**Your assignment:**
Count lines, not occurrences: report how many lines in the records hold the string "start", and nothing else.

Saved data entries
PR #4033, opened 2024-07-24
refactor code with flake8-bugbear

celestinoxp:
update code
fix small bugs


celestinoxp:
@AyushExel  tried updating pycaret/loggers/base_logger.py with a suggestion from flake8-bugbear, when adding "abstractmethod" errors appeared in mlflow... could you help?

moezali1:

PR #4041, opened 2024-07-30
Reset index after concatenating train and test dataframes

### LINKED ISSUE #4039: [ENH]: Ease index requirement for provided test_data

Currently if we provide a Pandas DataFrame to `test_data` in the `setup()` function and its indices have overlap with those in `self.data` of the `Preprocessor` instance (mostly like by setting the `data` keyword), the concatenated dataframe as below can have overlapping indices. 
https://github.com/pycaret/pycaret/blob/1ef3451ec9296e2b770c7c86e97533095bf2602b/pycaret/internal/preprocess/preprocessor.py#L261 
It will trigger the error from https://github.com/pycaret/pycaret/blob/1ef3451ec9296e2b770c7c86e97533095bf2602b/pycaret/internal/preprocess/preprocessor.py#L207 in the `set._set_index` function.

It's quite common that a test dataframe is generated INDEPENDENTLY along with the training data, so it's better to easy the index requirement for `test_data`. 

### Describe your proposed solution

Just change `self.data = self._set_index(pd.concat([self.data, test_data]))` to `self.data = self._set_index(pd.concat([self.data, test_data]).reset_index(drop=True))`

We can apply `self._set_index` to `test_data` first by setting the indices of `test_data` according to `set.data.index`. It requires change in that function. This solution could have better compatibility.

### Additional context

I am not sure why that index duplicate checking line was added but if the purpose was to make sure the `test_data` has no overlap with the train data, we can check the data duplication before concatenation and raise an error/warning if there are any.

Ruibin-Liu:
# Related Issue or bug

Info about Issue or bug

Closes #4039

Simply added `.reset_index(drop=True)` after the `pd.concat` operation.  

# Type of change

- [X] New feature (non-breaking change which adds functionality)

# How Has This Been Tested?

NA 

NA

# Checklist:

# Screenshots

 Original           | Updated

### DIFF
--- a/pycaret/internal/preprocess/preprocessor.py
+++ b/pycaret/internal/preprocess/preprocessor.py
@@ -258,7 +258,7 @@ class Preprocessor:
                 self.data.index = self.index[: len(self.data)]
                 test_data.index = self.index[-len(test_data) :]
 
-            self.data = self._set_index(pd.concat([self.data, test_data]))
+            self.data = self._set_index(pd.concat([self.data, test_data]).reset_index(drop=True))
             self.idx = [
                 self.data.index[: -len(test_data)],
                 self.data.index[-len(test_data) :],


Yard1 (approved):
Thanks!

PR #4124, opened 2025-02-09
[MNT] migrate packaging to `pyproject`

fkiraly:
This PR migrates packaging from `setup.py` and `requirements` files to `pyproject`.


pyproject.toml
```diff
@@ -0,0 +1,236 @@
...
+[project.optional-dependencies]
+# there are the following dependency sets:
+# - full - all soft dependencies
+# - analysis
+# - models
+# - tuners
+# - mlops
+# - parallel
+# - dev
+# - test
```
amotl, line 98: Thank you for staging this. You may also want to absorb the gist of that patch into this one?

- GH-4126

fkiraly: This PR only does a pure refactor.

For changing the dep sets, I think we need to isolate the intended soft deps in the code first, or the package may break!

See more details here: https://github.com/pycaret/pycaret/pull/4126#pullrequestreview-2604481275

amotl: GH-4129 is much better. Thanks!

fkiraly: I will give you maintainer access to the fork, so you can do both.

ngupta23 (approved):

Issue #4121, opened 2025-02-08
[ENH]: Support for Python 3.13


amotl:
### Describe the feature you want to add to this project

Hi. Coming from GH-4054, let me enumerate blockers for updating to Python 3.13 here, as discovered per CI runs on https://github.com/crate/academy-fundamentals-course/pull/23.

- https://github.com/numba/llvmlite/issues/1084
- https://github.com/alkaline-ml/pmdarima/issues/588

### Describe your proposed solution

Pick up maintenance again.

- https://github.com/pycaret/pycaret/issues/4106
- https://github.com/pycaret/pycaret/issues/4119

### Describe alternatives you've considered, if relevant

Migrate to AutoGluon, as proposed by others.

fkiraly:
I would propose to address this by clean soft dependency management and isolation.

`pmdarima` looks like it is used only in the time series module, so we should isolate it as a soft dependency.

More generally, a review of the soft dependency strategy would be a priority I would suggest, the package has too many core dependencies and the soft dependencies are not cleanly isolated.

amotl:
With "isolating soft dependencies", you are referring to the process of breaking out certain dependencies into "extra" dependencies, in order to make them optional for the fundamental package installation?

fkiraly:
> With "isolating soft dependencies", you are referring to the process of breaking out certain dependencies into "extra" dependencies, in order to make them optional for the fundamental package installation?

@amotl, yes - I would go even further, having multiple, more granular sets of soft dependencies. So someone who primarily wants to use the time series module with extras does not need to install the extras for classification etc.

amotl:
Hi. What do you think about this proposal to isolate dependencies, in order to be able permit installing and using PyCaret on most recent Python 3.13, @moezali1, @Yard1, @tvdboom, and @ngupta23?

amotl:
This patch aims to unblock installing PyCaret on Python 3.13.

- GH-4126

fkiraly:
In-principle sensible, but I think we should not skip the usual sequence in isolating dependencies:

1. isolate dependencies in the code, i.e., ensure the package does not break without them installed - only the feature
2. optionally, give users an advance warning that this will change
3. move the dependency to an optional dep set

Further, `pmdarima` - the only one blocking 3.13 - is imported only in two small locations, while the other time series dependencies are entagled more significantly with the code base.

I would hence suggest to start with that: https://github.com/pycaret/pycaret/issues/4127

[...]

PR #4126, opened 2025-02-09
Dependencies: Isolate "timeseries" dependencies into separate "extra"

amotl:
Hi there,

this patch implements the idea to also isolate dependencies concerning "timeseries" functionality. It also defines that the pmdarima package will only be installed up until Python 3.12, because it is not available for Python 3.13, yet.

The intent is to unblock installing PyCaret on Python 3.13. Thank you in advance for looking into this. ✨ 

With kind regards,
Andreas.

## References
- https://github.com/pycaret/pycaret/issues/4121
- https://github.com/alkaline-ml/pmdarima/issues/588

### DIFF
--- a/README.md
+++ b/README.md
@@ -71,6 +71,9 @@ pip install pycaret[mlops]
 # install parallel extras
 pip install pycaret[parallel]
 
+# install timeseries extras
+pip install pycaret[timeseries]
+
 # install test extras
 pip install pycaret[test]
 
--- a/requirements-optional.txt
+++ b/requirements-optional.txt
@@ -38,3 +38,9 @@ distributed>=2024.4.1     # Python 3.11.9 breaks Dask (https://github.com/dask/d
 fugue~=0.8.0
 flask
 Werkzeug>=2.2,<3.0
+
+# Time-series
+statsmodels>=0.12.1
+sktime #sktime adds support for scikit-learn 1.5 in version sktime 0.31
+tbats>=1.1.3
+pmdarima>=2.0.4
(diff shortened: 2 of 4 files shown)


fkiraly (changes requested):
This is a sensible change, but I think users should be given prior warning.

Imagine a user with a deployment pipeline that just installs the base deps, this would break after this change is released.

Compare the `sktime` deprecation policy and the rationale of "working code should not break without clear warning":
https://www.sktime.net/en/stable/developer_guide/deprecation.html

There is also an even more serious potential "worst case" where the dependencies are not sufficiently isolated in the code base, and the package might break if installed only the basic dep set.

(hypothetically: somewhere you have an `import tbats` or similar, at module level, and this is triggered by loading `pycaret`.)

So, may I suggest to do this *only* after we actually go through the code base and isolate the dependencies?

I would suggest to do that next, anyway - trying to isolate core dependencies, and then start raising warnings in all cases where features are used from imports that are scheduled to move out of the core dep set.

amotl:
Thanks for providing a solid plan for isolating this group of dependencies. I admit it was just a quick shot to probe it on CI, and needs more love along the lines of what you are suggesting.

fkiraly:
Suggestion: you could look at `pmdarima` - this has only two imports that I can find. `sktime` is all over the place, on module level and also in places that are not time series. `statsmodels` is somewhere in the middle.

Perhaps it makes sense to focus on `pmdarima` first, and try to isolate - or even replace - the two imports?

fkiraly:
Opened issue here: https://github.com/pycaret/pycaret/issues/4127

fkiraly:
Example on how to isolate dependencies inside the code base: https://github.com/pycaret/pycaret/pull/4129

amotl:
Closing this in favor of GH-4129. Thank you very much, @fkiraly.

PR #4141, opened 2025-02-15
[ENH] deduplicate dependency checkers and isolate soft dependency imports by using `skbase`

fkiraly:
This PR deduplicates dependency checkers by using `skbase`, which is currently an implied dependency, and which contains equivalent functionality.

This improves maintainability of the dependencies module through deduplication.

Importantly, it also helps with soft dependency isolation because the `skbase` dependency checker does not actually import all modules while checking - making future work on reducing impact of soft dependencies easier.

In line with best practice, `packaging` and `scikit-base` are added as dependencies to `pyproject.toml`, since there are now direct imports.

No deprecation or change period is necessary, since both packages were already implied by core dependencies.

Requires https://github.com/pycaret/pycaret/pull/4124 because we are using `pyproject.toml`.


ngupta23:
I have merged #4124. Please fix the conflicts so we can merge this as well. Thanks!

fkiraly:
conflicts fixed - failures afaik are not caused by this but are pre-existing on main

moezali1:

**Reply:**
2